# Piedmont NWR



## swamp fox (Aug 31, 2009)

maybe i am in the right place.  who all got drawed for piedmont.  we got drawed for the 2nd hunt.  that one is november 12 - 14.  hoping to maybe get to meet some people, and kill a biggun.


----------



## snuffy (Aug 31, 2009)

I am thinking about going down and buying one. I heard the first hunt is the only one that filled up. We always had pretty good luck there.


----------



## swamp fox (Aug 31, 2009)

yeah the 1st hunt was our 1st choice.  never been to the 2nd one, but it always seems like there are some good ones killed.


----------



## Paymaster (Aug 31, 2009)

Got picked for the 2nd either sex hunt.


----------



## swamp fox (Aug 31, 2009)

paymaster-- you gonna bring a smoker with you.  i will be more than happy to come eat with you


----------



## marknga (Aug 31, 2009)

Will be there Nov 12-14th.
And yes I do believe that sampling some of Paymaster's smoked masterpieces would do us all good!
=)


----------



## panfish (Aug 31, 2009)

4 of us got picked oct.29-31


----------



## Hooty Hoot (Aug 31, 2009)

I was chosen for the M/L hunt. That will be the second hunt. My first choice was the Oct. Hunt. That is usually the buck only hunt but they changed it to either sex this year.


----------



## swamp fox (Sep 1, 2009)

there will be 5 of us.  should be a good time.


----------



## toolmkr20 (Sep 1, 2009)

I will be there with Paymaster and several others from Woody's. I hope to bag a big one this year.


----------



## letsemwalk (Sep 1, 2009)

me and pops got drawn for the first hunt.


----------



## BMCS (Sep 2, 2009)

*5-7 Nov*



Hooty Hoot said:


> I was chosen for the M/L hunt. That will be the second hunt. My first choice was the Oct. Hunt. That is usually the buck only hunt but they changed it to either sex this year.

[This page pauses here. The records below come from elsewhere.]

PR #197, opened 2020-07-16
Add image_contents data to npm content manifests

athos-ribeiro:

### DIFF
--- a/cachito/web/content_manifest.py
+++ b/cachito/web/content_manifest.py
@@ -23,6 +23,8 @@ class ContentManifest:
         self._gopkg_data = {}
         # dict to store go module level purl dependencies. Module names are used as keys
         self._gomod_data = {}
+        # dict to store npm package data; uses the package purl as key to identify a package
+        self._npm_data = {}
 
     def process_gomod(self, package, dependency):
         """
@@ -42,8 +44,8 @@ class ContentManifest:
         :param Package package: the go-package package to process
         :param Dependency dependency: the go-package package dependency to process
         """
-        purl = package.to_purl()
         if dependency.type == "go-package":
+            purl = package.to_purl()
             icm_dependency = {"purl": dependency.to_purl()}
             self._gopkg_data[purl]["dependencies"].append(icm_dependency)
 
@@ -71,6 +73,20 @@ class ContentManifest:
                     flask.current_app.logger.warning("Could not find a Go module for %s", purl)
             pkg_data.pop("name")
 
+    def process_npm_package(self, package, dependency):
+        """
+        Process npm package.
+
+        :param Package package: the npm package to process
+        :param Dependency dependency: the npm package dependency to process
+        """
+        if dependency.type == "npm":
+            purl = package.to_purl()
+            icm_dependency = {"purl": dependency.to_purl()}
+            self._npm_data[purl]["sources"].append(icm_dependency)
+            if not dependency.dev:
+                self._npm_data[purl]["dependencies"].append(icm_dependency)
+
     def to_json(self):
         """
         Generate the JSON representation of the content manifest.
@@ -80,6 +96,7 @@ class ContentManifest:
         """
         self._gopkg_data = {}
         self._gomod_data = {}
+        self._npm_data = {}
 
         # Address the possibility of packages having no dependencies
         for package in self.request.packages:
@@ -90,6 +107,9 @@ class ContentManifest:
                 )
             elif package.type == "gomod":
                 self._gomod_data.setdefault(package.name, [])
+            elif package.type == "npm":
+                purl = package.to_purl()
+                self._npm_data.setdefault(purl, {"purl": purl, "dependencies": [], "sources": []})
             else:
                 flask.current_app.logger.debug(
                     "No ICM implementation for '%s' packages", package.type
@@ -98,13 +118,15 @@ class ContentManifest:
         for req_dep in self.request.request_dependencies:
             if req_dep.package.type == "go-package":
                 self.process_go_package(req_dep.package, req_dep.dependency)
-            if req_dep.package.type == "gomod":
+            elif req_dep.package.type == "gomod":
                 self.process_gomod(req_dep.package, req_dep.dependency)
+            elif req_dep.package.type == "npm":
+                self.process_npm_package(req_dep.package, req_dep.dependency)
 
         # Adjust source level dependencies for go packages
         self.set_go_package_sources()
 
-        top_level_packages = list(self._gopkg_data.values())
+        top_level_packages = list(self._gopkg_data.values()) + list(self._npm_data.values())
         return self.generate_icm(top_level_packages)
 
     def generate_icm(self, image_contents=None):
--- a/cachito/web/models.py
+++ b/cachito/web/models.py
@@ -4,6 +4,7 @@ from copy import deepcopy
 from enum import Enum
 import os
 import re
+import urllib.parse
 
 import flask
 from flask_login import UserMixin, current_user
@@ -184,8 +185,37 @@ class Package(db.Model):
         if self.type in ("go-package", "gomod"):
             # Use only the PURL "name" field to avoid ambiguity for Go modules/packages
             # see https://github.com/package-url/purl-spec/issues/63 for further reference
-            purl_name = self.name.replace("/", "%2F")
+            purl_name = urllib.parse.quote(self.name, safe="")
             return f"pkg:golang/{purl_name}@{self.version}"
+
+        elif self.type == "npm":
+            purl_name = urllib.parse.quote(self.name)
+            match = re.match(
+                r"(?P<protocol>[^:]+):(?P<has_authority>//)?(?P<suffix>.+)", self.version
+            )
+            if not match:
+                return f"pkg:npm/{purl_name}@{self.version}"
+            protocol = match.group("protocol")
+            suffix = match.group("suffix")
+            has_authority = match.group("has_authority")
+            if not has_authority:
+                # github:namespace/name#ref or gitlab:ns1/ns2/name#ref
+                match_forge = re.match(
+                    r"(?P<namespace>.+)/(?P<name>[^#/]+)#(?P<version>.+)$", suffix
+                )
+                if not match_forge:
+                    raise ValueError(f"Could not convert version {self.version} to purl")
+                forge = match_forge.groupdict()
+                return f"pkg:{protocol}/{forge['namespace']}/{forge['name']}@{forge['version']}"
+            elif protocol in ("git", "git+http", "git+https", "git+ssh"):
+                qualifier = urllib.parse.quote(self.version, safe="")
+                return f"pkg:generic/{purl_name}?vcs_url={qualifier}"
+            elif protocol in ("http", "https"):
+                qualifier = urllib.parse.quote(self.version, safe="")
+                return f"pkg:generic/{purl_name}?download_url={qualifier}"
+            else:
+                raise ValueError(f"Unknown protocol in npm package version: {self.version}")
+
         else:
             raise ValueError(f"The PURL spec is not defined for {self.type} packages")
 
--- a/cachito/web/models.py
+++ b/cachito/web/models.py
@@ -13,7 +13,7 @@ import sqlalchemy.sql
 from werkzeug.exceptions import Forbidden
 
 from cachito.web import content_manifest
-from cachito.errors import ValidationError
+from cachito.errors import ContentManifestError, ValidationError
 from cachito.web import db
 
 
@@ -180,7 +180,7 @@ class Package(db.Model):
 
         :return: the PURL string of the Package object
         :rtype: str
-        :raise ValueError: if the there is no implementation for the package type
+        :raise ContentManifestError: if the there is no implementation for the package type
         """
         if self.type in ("go-package", "gomod"):
             # Use only the PURL "name" field to avoid ambiguity for Go modules/packages
@@ -204,7 +204,7 @@ class Package(db.Model):
                     r"(?P<namespace>.+)/(?P<name>[^#/]+)#(?P<version>.+)$", suffix
                 )
                 if not match_forge:
-                    raise ValueError(f"Could not convert version {self.version} to purl")
+                    raise ContentManifestError(f"Could not convert version {self.version} to purl")
                 forge = match_forge.groupdict()
                 return f"pkg:{protocol}/{forge['namespace']}/{forge['name']}@{forge['version']}"
             elif protocol in ("git", "git+http", "git+https", "git+ssh"):
@@ -214,10 +214,12 @@ class Package(db.Model):
                 qualifier = urllib.parse.quote(self.version, safe="")
                 return f"pkg:generic/{purl_name}?download_url={qualifier}"
             else:
-                raise ValueError(f"Unknown protocol in npm package version: {self.version}")
+                raise ContentManifestError(
+                    f"Unknown protocol in npm package version: {self.version}"
+                )
 
         else:
-            raise ValueError(f"The PURL spec is not defined for {self.type} packages")
+            raise ContentManifestError(f"The PURL spec is not defined for {self.type} packages")
 
 
 class Dependency(Package):
--- a/tests/test_api_v1.py
+++ b/tests/test_api_v1.py
@@ -1420,7 +1420,7 @@ def test_request_fetch_request_content_manifest_invalid(client, worker_auth_env)
 
 
 @pytest.mark.parametrize("state", ["complete", "stale", "in_progress", "failed"])
-def test_fetch_request_content_manifest(
+def test_fetch_request_content_manifest_go(
     app,
     client,
     db,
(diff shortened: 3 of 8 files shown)


cachito/web/models.py
```diff
@@ -186,6 +186,30 @@ def to_purl(self):
...
+                match_forge = re.match(
+                    r"(?P<namespace>[^/]+)/(?P<name>[^#]+)#(?P<version>.+)$", suffix
+                )
+                if not match_forge:
+                    raise ValueError(f"Could not convert version {self.version} to purl")
+                forge = match_forge.groupdict()
+                return f"pkg:{protocol}/{forge['namespace']}/{forge['name']}@{forge['version']}"
+            elif protocol in ("git", "git+http", "git+https", "git+ssh"):
+                return f"pkg:npm/{purl_name}?vcs_url={self.version}"
+            elif protocol in ("http", "https"):
```
athos-ribeiro, line 207: @mprahl do you have any examples for this case? I am not sure what to assume here (e.g., git repos, external npm repos, tarballs, etc)

mprahl:
@athos-ribeiro could you please rebase?

cachito/web/models.py
mprahl: This would just be a normal URL. For example:
https://github.com/jsplumb/jsplumb/archive/2.10.2.tar.gz

cachito/web/models.py
```diff
@@ -186,6 +186,30 @@ def to_purl(self):
...
+            if not match:
+                return f"pkg:npm/{purl_name}@{self.version}"
+            protocol = match.group("protocol")
+            suffix = match.group("suffix")
+            if protocol in ("github", "gitlab", "bitbucket"):  # github:namespace/name#ref
+                match_forge = re.match(
+                    r"(?P<namespace>[^/]+)/(?P<name>[^#]+)#(?P<version>.+)$", suffix
+                )
+                if not match_forge:
+                    raise ValueError(f"Could not convert version {self.version} to purl")
```
mprahl, line 202: FYI, raising this in the API will cause a 500 Internal Server Error response. I think that's okay since this is a sanity check that should never occur.

cachito/web/models.py
```diff
@@ -186,6 +186,30 @@ def to_purl(self):
             # see https://github.com/package-url/purl-spec/issues/63 for further reference
             purl_name = self.name.replace("/", "%2F")
             return f"pkg:golang/{purl_name}@{self.version}"
+
+        elif self.type == "npm":
+            purl_name = self.name.replace("@", "%40")
+            match = re.match(r"(?P<protocol>[^:]+):(?://)?(?P<suffix>.+)", self.version)
```
mprahl, line 192:
```suggestion
            match = re.match(r"^(?P<protocol>[^:]+):(?://)?(?P<suffix>.+)$", self.version)
```

athos-ribeiro:
> @athos-ribeiro could you please rebase?

Rebased

cachito/web/models.py
athos-ribeiro: Should we use some naive heuristics (e.g., checking for file extensions) here to try to figure out what kind of resource is provided by the URL?

This would impact on what purl param we add to it. Namely, `repository_url` or `download_url`

cachito/web/models.py
athos-ribeiro: Agreed. In this case it would be better to halt the request execution and set it to a failed state.

cachito/web/models.py
mprahl: @athos-ribeiro if you used `download_url`, would you need to have the version as well in the PURL? Cachito is aware of the version that is in the package.json of the tarball but it is not stored in the database, so it would not be available when generating the content manifest. My concern about adding the version is that the version can be inaccurate if the dependency comes from an HTTP URL as it may have diverged significantly from upstream.

My vote is either of the following options for the package jsplumb downloaded from a tarball:
* `pkg:npm/jsplumb@https%3A%2F%2Fgithub.com%2Fjsplumb%2Fjsplumb%2Farchive%2F2.10.2.tar.gz` (assuming the URL should be URL encoded)
* `pkg:npm/jsplumb?download_url=https%3A%2F%2Fgithub.com%2Fjsplumb%2Fjsplumb%2Farchive%2F2.10.2.tar.gz`

cachito/web/models.py
```diff
@@ -186,6 +186,30 @@ def to_purl(self):
...
+                )
+                if not match_forge:
+                    raise ValueError(f"Could not convert version {self.version} to purl")
+                forge = match_forge.groupdict()
+                return f"pkg:{protocol}/{forge['namespace']}/{forge['name']}@{forge['version']}"
+            elif protocol in ("git", "git+http", "git+https", "git+ssh"):
+                return f"pkg:npm/{purl_name}?vcs_url={self.version}"
+            elif protocol in ("http", "https"):
+                # assume this is an npm repository
+                return f"pkg:npm/{purl_name}?repository_url={self.version}"
```
mprahl, line 209: I don't think `repository_url` is quite right in this case as I think it would only apply to if the dependency came from an alternate npm registry.

tests/test_api_v1.py
```diff
@@ -1488,7 +1488,90 @@ def test_fetch_request_content_manifest(
...
+    )
+    npm_pkg_purls = [Package.from_json(pkg).to_purl() for pkg in npm_pkgs]
+
+    image_contents = [
+        {"purl": npm_pkg_purls[0], "dependencies": [], "sources": []},
+        {"purl": npm_pkg_purls[1], "dependencies": [], "sources": []},
+    ]
+
+    for i, d in enumerate(npm_deps):
+        dep = 0
```
mprahl, line 1542: I think this would be easier to read with a more precise variable name.
```suggestion
        pkg_index = 0
```

tests/test_api_v1.py
```diff
@@ -1488,7 +1488,90 @@ def test_fetch_request_content_manifest(
...
+        "f4abcfdaf8247a6b074f94fa84f3846f82d781c6/atomic_reactor/schemas/content_manifest.json"
+    )
+    npm_pkg_purls = [Package.from_json(pkg).to_purl() for pkg in npm_pkgs]
+
+    image_contents = [
+        {"purl": npm_pkg_purls[0], "dependencies": [], "sources": []},
+        {"purl": npm_pkg_purls[1], "dependencies": [], "sources": []},
+    ]
+
+    for i, d in enumerate(npm_deps):
```
mprahl, line 1541: Optional: I think it'd be easier to read if you did something like this instead:
```suggestion
    for pkg, deps in ((npm_pkgs[0], npm_deps[:2]), (npm_pkgs[1], npm_deps[2:])):
```

tests/test_content_manifest.py
```diff
@@ -0,0 +1,80 @@
...
+    assert expected_purl in cm._npm_data
+    assert cm._npm_data == expected_contents
+
+
+def test_to_json():
+    assert True
+
+
+def test_generate_icm():
+    assert True
```
mprahl, line 80: I think I'll require better coverage than that 😄

mprahl:
@athos-ribeiro could you please verify that you have 100% coverage of the new code?

cachito/web/models.py
athos-ribeiro: We do not need the version here. I will change it to `download_url` then. Would this URL ever be an alternative registry though?

cachito/web/models.py
athos-ribeiro: `re.match` already starts the match from the beginning of the string. I am wondering if there are any benefits in saying you want to match the end of a string when searching for `.+`.

cachito/web/models.py
mprahl: @athos-ribeiro as of now, registry dependencies only come from the official npm registry, if that changes for some reason, we can reevaluate using the `download_url` field.

cachito/web/models.py
mprahl: Ah, you're right. I didn't know that `re.match` did that already.

cachito/web/models.py
```diff
@@ -186,6 +186,29 @@ def to_purl(self):
...
+                    r"(?P<namespace>[^/]+)/(?P<name>[^#]+)#(?P<version>.+)$", suffix
+                )
+                if not match_forge:
+                    raise ValueError(f"Could not convert version {self.version} to purl")
+                forge = match_forge.groupdict()
+                return f"pkg:{protocol}/{forge['namespace']}/{forge['name']}@{forge['version']}"
+            elif protocol in ("git", "git+http", "git+https", "git+ssh"):
+                return f"pkg:npm/{purl_name}?vcs_url={self.version}"
+            elif protocol in ("http", "https"):
+                return f"pkg:npm/{purl_name}?download_url={self.version}"
```
mprahl, line 208: Does `self.version` have to be URL encoded? Especially if the version is a URL.

cachito/web/models.py
```diff
@@ -186,6 +186,29 @@ def to_purl(self):
...
+            suffix = match.group("suffix")
+            if protocol in ("github", "gitlab", "bitbucket"):  # github:namespace/name#ref
+                match_forge = re.match(
+                    r"(?P<namespace>[^/]+)/(?P<name>[^#]+)#(?P<version>.+)$", suffix
+                )
+                if not match_forge:
+                    raise ValueError(f"Could not convert version {self.version} to purl")
+                forge = match_forge.groupdict()
+                return f"pkg:{protocol}/{forge['namespace']}/{forge['name']}@{forge['version']}"
+            elif protocol in ("git", "git+http", "git+https", "git+ssh"):
```
mprahl, line 205: Could you please add test coverage for this?

cachito/web/models.py
```diff
@@ -186,6 +186,29 @@ def to_purl(self):
...
+                return f"pkg:npm/{purl_name}?vcs_url={self.version}"
+            elif protocol in ("http", "https"):
```
mprahl, line 207: Could you please add test coverage for this?

cachito/web/models.py
```diff
@@ -186,6 +186,29 @@ def to_purl(self):
...
+            if not match:
+                return f"pkg:npm/{purl_name}@{self.version}"
+            protocol = match.group("protocol")
+            suffix = match.group("suffix")
+            if protocol in ("github", "gitlab", "bitbucket"):  # github:namespace/name#ref
+                match_forge = re.match(
+                    r"(?P<namespace>[^/]+)/(?P<name>[^#]+)#(?P<version>.+)$", suffix
+                )
+                if not match_forge:
+                    raise ValueError(f"Could not convert version {self.version} to purl")
```
mprahl, line 202: Could you please add test coverage for this?

athos-ribeiro: done

cachito/web/models.py
athos-ribeiro: Done

cachito/web/models.py
athos-ribeiro: Done

cachito/web/models.py
athos-ribeiro: You are right!

Done

athos-ribeiro:
Hi  @mprahl,

I updated the PR increasing coverage and addressing your comments.

The only thing left it to eduplicate some code similar to #192

cachito/web/models.py
```diff
@@ -186,6 +187,32 @@ def to_purl(self):
...
+                # github:namespace/name#ref or gitlab:ns1/ns2/name#ref
+                match_forge = re.match(
+                    r"(?P<namespace>.+)/(?P<name>[^#/]+)#(?P<version>.+)$", suffix
+                )
+                if not match_forge:
+                    raise ValueError(f"Could not convert version {self.version} to purl")
+                forge = match_forge.groupdict()
+                return f"pkg:{protocol}/{forge['namespace']}/{forge['name']}@{forge['version']}"
+            elif protocol in ("git", "git+http", "git+https", "git+ssh"):
+                qualifier = urllib.parse.quote(self.version, safe="")
```
mprahl, line 208: Interestingly, the purl-spec repo does not "quote" this:
https://github.com/package-url/purl-spec

cachito/web/models.py
```diff
@@ -186,6 +187,32 @@ def to_purl(self):
...
+                return f"pkg:generic/{purl_name}?vcs_url={qualifier}"
+            elif protocol in ("http", "https"):
+                qualifier = urllib.parse.quote(self.version, safe="")
```
mprahl, line 211: Interestingly, the purl-spec repo does not "quote" this:
https://github.com/package-url/purl-spec

cachito/web/models.py
```diff
@@ -186,6 +187,32 @@ def to_purl(self):
...
+                return f"pkg:npm/{purl_name}@{self.version}"
+            protocol = match.group("protocol")
+            suffix = match.group("suffix")
+            if protocol in ("github", "gitlab", "bitbucket"):
+                # github:namespace/name#ref or gitlab:ns1/ns2/name#ref
+                match_forge = re.match(
+                    r"(?P<namespace>.+)/(?P<name>[^#/]+)#(?P<version>.+)$", suffix
+                )
+                if not match_forge:
+                    raise ValueError(f"Could not convert version {self.version} to purl")
```
mprahl, line 204: @athos-ribeiro and @lcarva I've been thinking about this... do you think a message should be exposed to the user rather than just a generic "Internal Server Error"? This would then be recorded by OSBS and it would make it easier for us to debug later on.

We could create a new exception that is called "CachitoContentManifestInvalid" and register it with Flask here:
https://github.com/release-engineering/cachito/blob/5d5ce769021101a2e7308cc35de01d9775a28193/cachito/web/app.py#L99-L102

cachito/web/models.py
```diff
@@ -186,6 +187,32 @@ def to_purl(self):
...
+                forge = match_forge.groupdict()
+                return f"pkg:{protocol}/{forge['namespace']}/{forge['name']}@{forge['version']}"
+            elif protocol in ("git", "git+http", "git+https", "git+ssh"):
+                qualifier = urllib.parse.quote(self.version, safe="")
+                return f"pkg:generic/{purl_name}?vcs_url={qualifier}"
+            elif protocol in ("http", "https"):
+                qualifier = urllib.parse.quote(self.version, safe="")
+                return f"pkg:generic/{purl_name}?download_url={qualifier}"
+            else:
+                raise ValueError(f"Unknown protocol in npm package version: {self.version}")
```
mprahl, line 214: Same as above

tests/test_api_v1.py
```diff
@@ -1488,7 +1488,90 @@ def test_fetch_request_content_manifest(
...
+        d.pop("replaces")
+        is_dev = d.pop("dev")
+        p = Package.from_json(d).to_purl()
+        image_contents[pkg_index]["sources"].append({"purl": p})
+        if not is_dev:
+            image_contents[pkg_index]["dependencies"].append({"purl": p})
+
+    expected = {
+        "metadata": {"icm_version": 1, "icm_spec": json_schema_url, "image_layer_index": -1},
+        "image_contents": image_contents,
```
mprahl, line 1554: Instead of dynamically creating the `image_contents` value that is expected, could you just directly compare against a static dictionary? I know it's more lines, but it ensures that the functions such as `to_purl` that are used to generate this value are returning the correct value.

It also makes it easier to read.

cachito/web/models.py
athos-ribeiro: It does say that for qualifiers, "A value must be a percent-encoded string"

cachito/web/models.py
athos-ribeiro: It does say that for qualifiers, "A value must be a percent-encoded string"

tests/test_api_v1.py
athos-ribeiro: Done

cachito/web/models.py
athos-ribeiro: I like the idea. I did it in a separate commit.

cachito/web/models.py
```diff
@@ -186,6 +186,30 @@ def to_purl(self):
...
             return f"pkg:golang/{purl_name}@{self.version}"
+
+        elif self.type == "npm":
+            purl_name = self.name.replace("@", "%40")
+            match = re.match(r"(?P<protocol>[^:]+):(?://)?(?P<suffix>.+)", self.version)
+            if not match:
+                return f"pkg:npm/{purl_name}@{self.version}"
+            protocol = match.group("protocol")
+            suffix = match.group("suffix")
+            if protocol in ("github", "gitlab", "bitbucket"):  # github:namespace/name#ref
```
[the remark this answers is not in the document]
athos-ribeiro: I changed it to look if there is any authority declaration as well

cachito/web/models.py
```diff
@@ -186,6 +186,30 @@ def to_purl(self):
...
+                match_forge = re.match(
+                    r"(?P<namespace>[^/]+)/(?P<name>[^#]+)#(?P<version>.+)$", suffix
```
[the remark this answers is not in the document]
athos-ribeiro: fixed

cachito/web/content_manifest.py
```diff
@@ -71,6 +77,21 @@ def set_go_package_sources(self):
...
+
+        :param Package package: the npm package to process
+        :param Dependency dependency: the npm package dependency to process
+        """
+        if dependency.type == "npm":
+            purl = package.to_purl()
+            self._npm_data.setdefault(purl, {"purl": purl, "dependencies": [], "sources": []})
+            icm_dependency = {"purl": dependency.to_purl()}
+            self._npm_data[purl]["sources"].append(icm_dependency)
+            if not dependency.dev:
```
lcarva, line 92: Is there a test for this?

cachito/web/models.py
mprahl: It's interesting that the examples don't show that. It makes sense to me though.

cachito/web/models.py
```diff
@@ -179,15 +180,46 @@ def to_purl(self):
...
+        :raise ContentManifestError: if the there is no implementation for the package type
         """
         if self.type in ("go-package", "gomod"):
             # Use only the PURL "name" field to avoid ambiguity for Go modules/packages
             # see https://github.com/package-url/purl-spec/issues/63 for further reference
             purl_name = self.name.replace("/", "%2F")
             return f"pkg:golang/{purl_name}@{self.version}"
+
+        elif self.type == "npm":
+            purl_name = self.name.replace("@", "%40")
```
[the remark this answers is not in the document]
mprahl: So the [documentation](https://docs.npmjs.com/files/package.json#name) says "the name ends up being part of a URL, an argument on the command line, and a folder name. Therefore, the name can’t contain any non-URL-safe characters.".

Keep in mind though, the user could put whatever they want in that field and Cachito would honor it since just reads the `package.json` file. It might be best to just URL encode to be safe.

cachito/web/models.py
mprahl: Nice, this new commits looks great!

cachito/web/content_manifest.py
```diff
@@ -42,8 +45,11 @@ def process_go_package(self, package, dependency):
         :param Package package: the go-package package to process
         :param Dependency dependency: the go-package package dependency to process
         """
-        purl = package.to_purl()
         if dependency.type == "go-package":
+            purl = package.to_purl()
+            self._gopkg_data.setdefault(
+                purl, {"name": package.name, "purl": purl, "dependencies": [], "sources": []}
```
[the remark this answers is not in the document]
athos-ribeiro: This was there to aid testing. I should have added a comment in there.

I removed the line in all process methods and am simulating the to_json behavior prior testing this.

cachito/web/models.py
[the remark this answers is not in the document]
athos-ribeiro: I encoded it (and the go one as well) to account for any unexpected special characters.

cachito/web/content_manifest.py
athos-ribeiro: Yes, the test for this method has checks for `sources` and `dependencies`

tests/test_content_manifest.py
```diff
@@ -0,0 +1,262 @@
...
+            },
+            "pkg:github/open-cluster-management/security-middleware@i0am0a0commit0hash",
+            True,
+            True,
+        ],
+        [
+            {
+                "name": "security-middleware",
+                "type": "npm",
+                "version": f"gitlab:deep/nested/repo/security-middleware#i0am0a0commit0hash",
```
mprahl, line 199:
```suggestion
                "version": "gitlab:deep/nested/repo/security-middleware#i0am0a0commit0hash",
```

tests/test_content_manifest.py
```diff
@@ -0,0 +1,262 @@
...
+            "pkg:golang/example.com%2Forg%2Fproject@1.1.1",
+            True,
+            True,
+        ],
+        [{"name": "grc-ui", "type": "npm", "version": "1.0.0"}, "pkg:npm/grc-ui@1.0.0", True, True],
+        [
+            {
+                "name": "security-middleware",
+                "type": "npm",
+                "version": f"github:open-cluster-management/security-middleware#i0am0a0commit0hash",
```
mprahl, line 189:
```suggestion
                "version": "github:open-cluster-management/security-middleware#i0am0a0commit0hash",
```

tests/test_content_manifest.py
```diff
@@ -0,0 +1,262 @@
...
+            },
+            "pkg:gitlab/deep/nested/repo/security-middleware@i0am0a0commit0hash",
+            True,
+            True,
+        ],
+        [
+            {
+                "name": "fromgit",
+                "type": "npm",
+                "version": f"git://some.domain/my/project/repo.git#i0am0a0commit0hash",
```
mprahl, line 209:
```suggestion
                "version": "git://some.domain/my/project/repo.git#i0am0a0commit0hash",
```

tests/test_content_manifest.py
```diff
@@ -0,0 +1,262 @@
...
+                "%23i0am0a0commit0hash"
+            ),
+            True,
+            True,
+        ],
+        [
+            {
+                "name": "fromweb",
+                "type": "npm",
+                "version": f"https://some.domain/my/project/package.tar.gz",
```
mprahl, line 222:
```suggestion
                "version": "https://some.domain/my/project/package.tar.gz",
```

tests/test_content_manifest.py
```diff
@@ -0,0 +1,262 @@
...
+                "%2Fpackage.tar.gz"
+            ),
+            True,
+            True,
+        ],
+        [
+            {
+                "name": "fromunknown",
+                "type": "npm",
+                "version": f"unknown://some.domain/my/project/package.tar.gz",
```
mprahl, line 235:
```suggestion
                "version": "unknown://some.domain/my/project/package.tar.gz",
```

athos-ribeiro:
Updated README.md file to communicate content manifest support for npm

athos-ribeiro:
@lcarva, can we merge this one?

We got chosen for the Muzzleloader Hunt from the 5-7.  Should be pretty good.  There is four of us going and we are getting excited already.


----------



## gamike (Sep 2, 2009)

we will be there nov. 12-14...


----------



## MidGAHunter (Sep 3, 2009)

I was drawn for the first hunt and went up there and paid for the primitive weapons hunt also. I went scouting while I was up there and saw a pretty good bit of sign. It looks like its gonna be a good year! My buddy killed a 6 1/2+ year old buck up there during the primitive weapons hunt last year so I'm gonna try to better him this year! They'll more that likely be chasing during the primitive weapons hunt so be on the lookout!


----------



## DS7418 (Sep 3, 2009)

I will be there,, Nov. 12--14


----------



## dannyray49 (Sep 3, 2009)

Got drawn for the Nov. 12-14 with my daughter and her 3 boys.  Looking forward to this hunt no full moon.


----------



## Paymaster (Sep 3, 2009)

gamike said:


> we will be there nov. 12-14...



Look for ya when I get there Gamike.


----------



## Paymaster (Sep 3, 2009)

swamp fox said:


> paymaster-- you gonna bring a smoker with you.  i will be more than happy to come eat with you



Still talkin about it. It will be a hassle but I might just do it.


----------



## bowman77 (Sep 3, 2009)

BMCS said:


> We got chosen for the Muzzleloader Hunt from the 5-7.  Should be pretty good.  There is four of us going and we are getting excited already.



Dude can't wait, its going to be a blast. 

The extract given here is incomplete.